*Task requirements:* From the first entry to the last, copy each one exactly.
*** Data supplied ***
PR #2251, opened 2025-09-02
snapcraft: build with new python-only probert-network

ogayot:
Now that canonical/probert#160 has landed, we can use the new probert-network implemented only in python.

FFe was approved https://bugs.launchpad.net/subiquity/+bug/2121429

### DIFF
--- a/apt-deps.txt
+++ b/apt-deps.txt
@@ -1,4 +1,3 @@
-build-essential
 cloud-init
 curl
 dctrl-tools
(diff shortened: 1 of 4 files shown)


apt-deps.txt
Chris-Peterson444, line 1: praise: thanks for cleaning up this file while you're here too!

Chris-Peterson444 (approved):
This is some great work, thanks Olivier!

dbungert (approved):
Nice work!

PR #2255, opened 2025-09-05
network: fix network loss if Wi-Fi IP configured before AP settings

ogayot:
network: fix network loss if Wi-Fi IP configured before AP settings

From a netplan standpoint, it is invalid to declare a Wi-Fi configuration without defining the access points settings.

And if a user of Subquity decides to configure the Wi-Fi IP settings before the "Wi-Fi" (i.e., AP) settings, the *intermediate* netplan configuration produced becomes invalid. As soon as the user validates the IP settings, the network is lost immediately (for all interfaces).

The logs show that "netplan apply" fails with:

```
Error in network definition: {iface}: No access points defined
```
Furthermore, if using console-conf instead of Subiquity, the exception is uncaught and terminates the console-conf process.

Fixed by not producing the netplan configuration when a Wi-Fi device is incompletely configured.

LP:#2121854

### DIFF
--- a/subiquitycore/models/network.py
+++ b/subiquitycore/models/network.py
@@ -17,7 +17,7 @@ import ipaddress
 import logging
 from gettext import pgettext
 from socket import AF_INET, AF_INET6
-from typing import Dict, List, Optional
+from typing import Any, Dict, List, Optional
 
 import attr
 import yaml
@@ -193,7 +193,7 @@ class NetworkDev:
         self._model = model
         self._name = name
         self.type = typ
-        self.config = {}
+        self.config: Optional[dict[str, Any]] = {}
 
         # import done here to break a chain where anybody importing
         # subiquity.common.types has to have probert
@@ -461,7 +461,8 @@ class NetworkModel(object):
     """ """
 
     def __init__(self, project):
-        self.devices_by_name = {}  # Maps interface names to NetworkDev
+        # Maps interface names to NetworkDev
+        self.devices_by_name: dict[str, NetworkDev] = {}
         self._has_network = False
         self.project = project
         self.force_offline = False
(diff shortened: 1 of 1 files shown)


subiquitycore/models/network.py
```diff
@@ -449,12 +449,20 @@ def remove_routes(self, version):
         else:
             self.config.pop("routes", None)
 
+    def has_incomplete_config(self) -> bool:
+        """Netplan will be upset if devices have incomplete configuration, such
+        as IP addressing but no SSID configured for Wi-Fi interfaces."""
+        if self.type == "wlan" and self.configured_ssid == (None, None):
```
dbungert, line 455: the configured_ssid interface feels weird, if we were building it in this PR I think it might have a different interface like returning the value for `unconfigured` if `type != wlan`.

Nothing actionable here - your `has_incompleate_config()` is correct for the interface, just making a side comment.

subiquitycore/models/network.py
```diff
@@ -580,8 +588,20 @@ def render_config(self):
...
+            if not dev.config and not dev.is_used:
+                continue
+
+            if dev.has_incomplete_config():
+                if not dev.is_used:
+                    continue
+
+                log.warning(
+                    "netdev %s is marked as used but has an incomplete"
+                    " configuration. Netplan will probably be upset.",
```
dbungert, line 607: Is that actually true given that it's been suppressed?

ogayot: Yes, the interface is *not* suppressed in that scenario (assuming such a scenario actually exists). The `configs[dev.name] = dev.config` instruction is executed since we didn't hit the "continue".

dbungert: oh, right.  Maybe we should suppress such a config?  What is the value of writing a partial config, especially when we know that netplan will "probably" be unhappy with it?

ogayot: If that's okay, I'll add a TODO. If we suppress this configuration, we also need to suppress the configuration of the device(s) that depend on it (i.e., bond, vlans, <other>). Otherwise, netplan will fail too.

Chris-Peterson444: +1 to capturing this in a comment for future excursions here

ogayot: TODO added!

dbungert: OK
*** End of Data supplied ***
*Result of the exercise:*
PR #2251, opened 2025-09-02
snapcraft: build with new python-only probert-network

ogayot:
Now that canonical/probert#160 has landed, we can use the new probert-network implemented only in python.

FFe was approved https://bugs.launchpad.net/subiquity/+bug/2121429

### DIFF
--- a/apt-deps.txt
+++ b/apt-deps.txt
@@ -1,4 +1,3 @@
-build-essential
 cloud-init
 curl
 dctrl-tools
(diff shortened: 1 of 4 files shown)


apt-deps.txt
Chris-Peterson444, line 1: praise: thanks for cleaning up this file while you're here too!

Chris-Peterson444 (approved):
This is some great work, thanks Olivier!

dbungert (approved):
Nice work!

PR #2255, opened 2025-09-05
network: fix network loss if Wi-Fi IP configured before AP settings

ogayot:
network: fix network loss if Wi-Fi IP configured before AP settings

From a netplan standpoint, it is invalid to declare a Wi-Fi configuration without defining the access points settings.

And if a user of Subquity decides to configure the Wi-Fi IP settings before the "Wi-Fi" (i.e., AP) settings, the *intermediate* netplan configuration produced becomes invalid. As soon as the user validates the IP settings, the network is lost immediately (for all interfaces).

The logs show that "netplan apply" fails with:

```
Error in network definition: {iface}: No access points defined
```
Furthermore, if using console-conf instead of Subiquity, the exception is uncaught and terminates the console-conf process.

Fixed by not producing the netplan configuration when a Wi-Fi device is incompletely configured.

LP:#2121854

### DIFF
--- a/subiquitycore/models/network.py
+++ b/subiquitycore/models/network.py
@@ -17,7 +17,7 @@ import ipaddress
 import logging
 from gettext import pgettext
 from socket import AF_INET, AF_INET6
-from typing import Dict, List, Optional
+from typing import Any, Dict, List, Optional
 
 import attr
 import yaml
@@ -193,7 +193,7 @@ class NetworkDev:
         self._model = model
         self._name = name
         self.type = typ
-        self.config = {}
+        self.config: Optional[dict[str, Any]] = {}
 
         # import done here to break a chain where anybody importing
         # subiquity.common.types has to have probert
@@ -461,7 +461,8 @@ class NetworkModel(object):
     """ """
 
     def __init__(self, project):
-        self.devices_by_name = {}  # Maps interface names to NetworkDev
+        # Maps interface names to NetworkDev
+        self.devices_by_name: dict[str, NetworkDev] = {}
         self._has_network = False
         self.project = project
         self.force_offline = False
(diff shortened: 1 of 1 files shown)


subiquitycore/models/network.py
```diff
@@ -449,12 +449,20 @@ def remove_routes(self, version):
         else:
             self.config.pop("routes", None)
 
+    def has_incomplete_config(self) -> bool:
+        """Netplan will be upset if devices have incomplete configuration, such
+        as IP addressing but no SSID configured for Wi-Fi interfaces."""
+        if self.type == "wlan" and self.configured_ssid == (None, None):
```
dbungert, line 455: the configured_ssid interface feels weird, if we were building it in this PR I think it might have a different interface like returning the value for `unconfigured` if `type != wlan`.

Nothing actionable here - your `has_incompleate_config()` is correct for the interface, just making a side comment.

subiquitycore/models/network.py
```diff
@@ -580,8 +588,20 @@ def render_config(self):
...
+            if not dev.config and not dev.is_used:
+                continue
+
+            if dev.has_incomplete_config():
+                if not dev.is_used:
+                    continue
+
+                log.warning(
+                    "netdev %s is marked as used but has an incomplete"
+                    " configuration. Netplan will probably be upset.",
```
dbungert, line 607: Is that actually true given that it's been suppressed?

ogayot: Yes, the interface is *not* suppressed in that scenario (assuming such a scenario actually exists). The `configs[dev.name] = dev.config` instruction is executed since we didn't hit the "continue".

dbungert: oh, right.  Maybe we should suppress such a config?  What is the value of writing a partial config, especially when we know that netplan will "probably" be unhappy with it?

ogayot: If that's okay, I'll add a TODO. If we suppress this configuration, we also need to suppress the configuration of the device(s) that depend on it (i.e., bond, vlans, <other>). Otherwise, netplan will fail too.

Chris-Peterson444: +1 to capturing this in a comment for future excursions here

ogayot: TODO added!

dbungert: OK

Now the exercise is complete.